Luspatercept: A Promising Potential Treatment For Anemia in Myelofibrosis
Luspatercept (tradename Reblozyl) is a first-in-its-class medication, which serves to enhance the production of RBCs within the blood. Technically, it binds to proteins from the transforming growth factor-beta (TGFβ) and diminishes the TGFβ-assisted cascade of events that regulates RBC production. In doing so, it enhances RBC numbers and alleviates anemia. It has been approved by the Food and Drug Administration (FDA) for treatment in patients with β-thalassemia who require regular blood transfusions and certain myelodysplastic syndromes (a group of diseases resulting in abnormal blood cell production).
It has not been approved for MF-related anemia just yet. But that does not mean it is not effective. In fact, preliminary clinical trials in MF patients have shown significant promise. Their findings have greenlit an ongoing phase 3 clinical trial, called INDEPENDENCE, the results of which could mean FDA approval for luspatercept for MF-associated anemia.
Currently, the promising study results have led to luspatercept being used as an off-label treatment for these patients.
“I’ll disclose that this is an off-label use… there’s a drug called luspatercept, which has been effective in anemia in certain subtypes of myelodysplastic syndrome. [It] seems to work well in MF. And so, at our institution we have been putting a lot of [MF patients with anemia who are candidates for] JAK inhibition on a combination of ruxolitinib and Luspatercept,” notes Dr. Mangan.
Other Promising Treatment: Imetelstat, Pacritinib, and Momelotinib
Another first-in-its-class medication, Imetelstat works differently than Luspatercept. It inhibits telomerase, which is a naturally occurring enzyme that is active in proliferating cells but silent in mature, adult cells. It has been shown to aid in the development of many cancers, including MF. By inhibiting this enzyme, Imetelstat kills off malignant parent cells within the bone marrow which reduces the production of cancer cells.
“Imetelstat seems to be very promising, but it is currently [being tested] in clinical trials,” says Dr. Mangan. This means that it is also not yet FDA-approved for MF-related anemia.

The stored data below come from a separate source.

PR #1120, opened 2023-04-19
[DEPRECATED] Feature: Adds integration of topik/youtube-music-obs-widget as plugin

topik:
Hello,

I got a [request](https://github.com/topik/youtube-music-obs-widget/issues/4) to add a plugin for my [obs widget](https://github.com/topik/youtube-music-obs-widget) so here it is. 

Plugin makes a simple http server and give a info about current song in JSON. The JSON structure is the same as in other YT music software that is being used so the obs widget is compatible.

Feel free to rename the plugin.

Thanks

### DIFF
--- a/plugins/obs-widget/back.js
+++ b/plugins/obs-widget/back.js
@@ -10,7 +10,7 @@ const data = {
 		seekbarCurrentPosition: 0,
 	},
 	track: {
-		author: "",
+		author: [],
 		title: "",
 		album: "",
 		cover: "",
@@ -31,14 +31,20 @@ module.exports = async (win) => {
 			res.end(JSON.stringify({}));
 			return;
 		}
-		data.player.hasSong = true;
-		data.player.isPaused = currentSongInfo.isPaused;
-		data.player.seekbarCurrentPosition = currentSongInfo.elapsedSeconds;
-		data.track.author = [currentSongInfo.artist];
-		data.track.title = currentSongInfo.title;
-		data.track.album = currentSongInfo.album;
-		data.track.cover = currentSongInfo.imageSrc;
-		data.track.duration = currentSongInfo.songDuration;
+                Object.assign(data, {
+                    player: {
+                        hasSong: true,
+                        isPaused: currentSongInfo.isPaused,
+                        seekbarCurrentPosition: currentSongInfo.elapsedSeconds
+                    },
+                    track: {
+                        author: [currentSongInfo.artist],
+                        title: currentSongInfo.title,
+                        album: currentSongInfo.album,
+                        cover: currentSongInfo.cover,
+                        duration: currentSongInfo.duration
+                    }
+                });
 		res.end(JSON.stringify(data));
 	};
 	const server = http.createServer(requestListener);
--- a/plugins/obs-widget/back.js
+++ b/plugins/obs-widget/back.js
@@ -1,0 +1,56 @@
+const {ipcMain} = require("electron");
+const http = require("http");
+const registerCallback = require("../../providers/song-info");
+
+let currentSongInfo;
+const data = {
+	player: {
+		hasSong: false,
+		isPaused: true,
+		seekbarCurrentPosition: 0,
+	},
+	track: {
+		author: "",
+		title: "",
+		album: "",
+		cover: "",
+		duration: 0,
+	}
+};
+
+/** @param {Electron.BrowserWindow} win */
+module.exports = async (win) => {
+	const requestListener = function (req, res) {
+		if(req.url !== '/query'){
+			res.writeHead(404);
+			res.end("404 Not found!");
+		}
+		res.setHeader("Access-Control-Allow-Origin", "*");
+		res.writeHead(200);
+		if (currentSongInfo !== undefined && !currentSongInfo.title && !currentSongInfo.artist) {
+			res.end(JSON.stringify({}));
+			return;
+		}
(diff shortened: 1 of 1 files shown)


Araxeus:
This looks extremely similar to https://github.com/th-ch/youtube-music/blob/master/plugins/tuna-obs/back.js

Could you give a quick explanation why a new plugin is needed?

plugins/obs-widget/back.js
```diff
@@ -0,0 +1,56 @@
...
+			return;
+		}
+		data.player.hasSong = true;
+		data.player.isPaused = currentSongInfo.isPaused;
+		data.player.seekbarCurrentPosition = currentSongInfo.elapsedSeconds;
+		data.track.author = [currentSongInfo.artist];
+		data.track.title = currentSongInfo.title;
+		data.track.album = currentSongInfo.album;
+		data.track.cover = currentSongInfo.imageSrc;
+		data.track.duration = currentSongInfo.songDuration;
```
ArjixWasTaken: Just a small lifehack :^)

```suggestion
                Object.assign(data, {
                    player: {
                        hasSong: true,
                        isPaused: currentSongInfo.isPaused,
                        seekbarCurrentPosition: currentSongInfo.elapsedSeconds
                    },
                    track: {
                        author: [currentSongInfo.artist],
                        title: currentSongInfo.title,
                        album: currentSongInfo.album,
                        cover: currentSongInfo.cover,
                        duration: currentSongInfo.duration
                    }
                });
```

plugins/obs-widget/back.js
```diff
@@ -0,0 +1,56 @@
...
+
+let currentSongInfo;
+const data = {
+	player: {
+		hasSong: false,
+		isPaused: true,
+		seekbarCurrentPosition: 0,
+	},
+	track: {
+		author: "",
```
ArjixWasTaken: Since you assign a list to it, shouldn't the initial value be an empty list?

```suggestion
		author: [],
```

ArjixWasTaken (commented):
PS: You should use a formatter on your code :^)

topik:
> PS: You should use a formatter on your code :^)

You are absolutely right, no idea why i didn't do that. I would do it in any other language :| ... Also thanks for pointing out wrong variable type.

JellyBrick:
@topik 
Could you rework this PR? The entire plugin system has been reworked.

JellyBrick:
If you are still interested, this may be helpful: https://github.com/th-ch/youtube-music/pull/2723/files

ArjixWasTaken:
Nah, a rewrite to work with the new codebase wouldn't be enough.
I did just that

```typescript
import { createPlugin } from '@/utils';
import { t } from '@/i18n';

import { Hono } from 'hono';
import { serve, ServerType } from '@hono/node-server';
import registerCallback, { SongInfo } from '@/providers/song-info';

let server: ServerType | null = null;
const port = 9863;

export default createPlugin({
  name: () => t('plugins.obs-widget.name'),
  description: () => t('plugins.obs-widget.description'),

  authors: ['ArjixWasTaken'],
  restartNeeded: false,

  backend: {
    start() {
      let songInfo: SongInfo | null = null;
      registerCallback((info) => {
        songInfo = info;
      });

      const app = new Hono();

      app.get('/query', async (ctx) => {
        ctx.res.headers.set('Access-Control-Allow-Origin', '*');
        return ctx.json({
          player: {
            hasSong: !!songInfo,
            isPaused: songInfo?.isPaused ?? false,
            seekbarCurrentPosition: songInfo?.elapsedSeconds ?? 0,
          },
          track: {
            author: songInfo ? [songInfo?.artist] : [],
            title: songInfo?.title ?? '',
            album: songInfo?.album ?? '',
            cover: songInfo?.imageSrc ?? '',
            duration: songInfo?.songDuration ?? 0,
          },
        });
      });

      server = serve({ fetch: app.fetch, port });
    },
    stop() {
      server?.close();
      server = null;
    },
  },
});
```

but when I saw the client code, it doesn't even use the `/query` endpoint, it uses `/api/v1/*` stuff specific to ytmd

ArjixWasTaken:
One solution would be to fake compatibility with the ytmd API, and only implement the endpoints used, but do we want that?

ArjixWasTaken:
Faking ytmd compatibility requires socket.io as a dependency, and I am not a fan of that.
But hey, it can be done

image

topik:
If there is an accessible endpoint, I can change the widget so it works with both programs, so there will be no authentication for https://github.com/th-ch/youtube-music/tree/master. The question is, who's gonna make the endpoint and how. 

PS: good job 😂

ArjixWasTaken:
> If there is an accessible endpoint, I can change the widget so it works with both programs

we do not currently have websockets, but the plugin `api-server` does have an endpoint to get the player state as well as the current song, so it would be similar to the `/query` you used to call in the past

I do see that having websockets would be useful, so enhancing the `api-server` plugin with it would be an option

topik:
Then I can just use the plugin that already exists  🙂 I think that would be the easiest solution.

ArjixWasTaken:
you'll have to deal with authentication there as well 😔, although it is optional iirc

ArjixWasTaken:
since I'm invested in this topic already, leave it to me, I'll make a PR to your widget

ArjixWasTaken:
man I completely forgot about this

Pacritinib is an inhibitor of JAK2 and some other proteins. It has previously been FDA-approved for the treatment of MF patients with low platelet counts based on the results of a large-scale clinical trial. However, further analyses of this same study demonstrate the benefits of this medication for anemia alleviation, as measured by a decrease in the frequency of blood transfusions required by MF patients. Like the previous two medications, it has not yet been explicitly greenlit by the FDA for MF-associated anemia, however, it is being used as an off-label drug for MF patients with anemia in clinical practice.
Momelotinib is an investigational drug for myelofibrosis that is a strong inhibitor of three proteins, including JAK1, JAK2, and Activin A receptor, type I (ACVR1). Its combative actions against anemia are mainly achieved through ACVR1 inhibition. ACVR1 inhibition reduces the levels of activin-like kinase-2 (ALK2), which is a protein present on the outside surface of liver cells. This prevents the generation of a hormone called hepcidin. Hepcidin decreases how much iron is available for use by the body. Its levels are often elevated in MF patients. By lowering these levels, Momelotinib increases the circulating iron within the body, making it readily available for bone marrow cells. This leads to increased production of hemoglobin, an iron-containing protein, and RBCs alleviating the anemia. Momelotinib was studied in a large-scale clinical trial with positive results. It is currently under review by the FDA for use in clinical settings.
The Future Holds Even More Promise
Dr. Mangan expresses optimism that these experimental but promising treatments will soon become part of the standard of care for the treatment of anemia in MF patients.
“[Currently] these therapies are a little bit more on the clinical trial spectrum than standard-of-care spectrum. Although I think soon that’s [going to change], especially with luspatercept and migalastat,” Dr. Mangan concludes.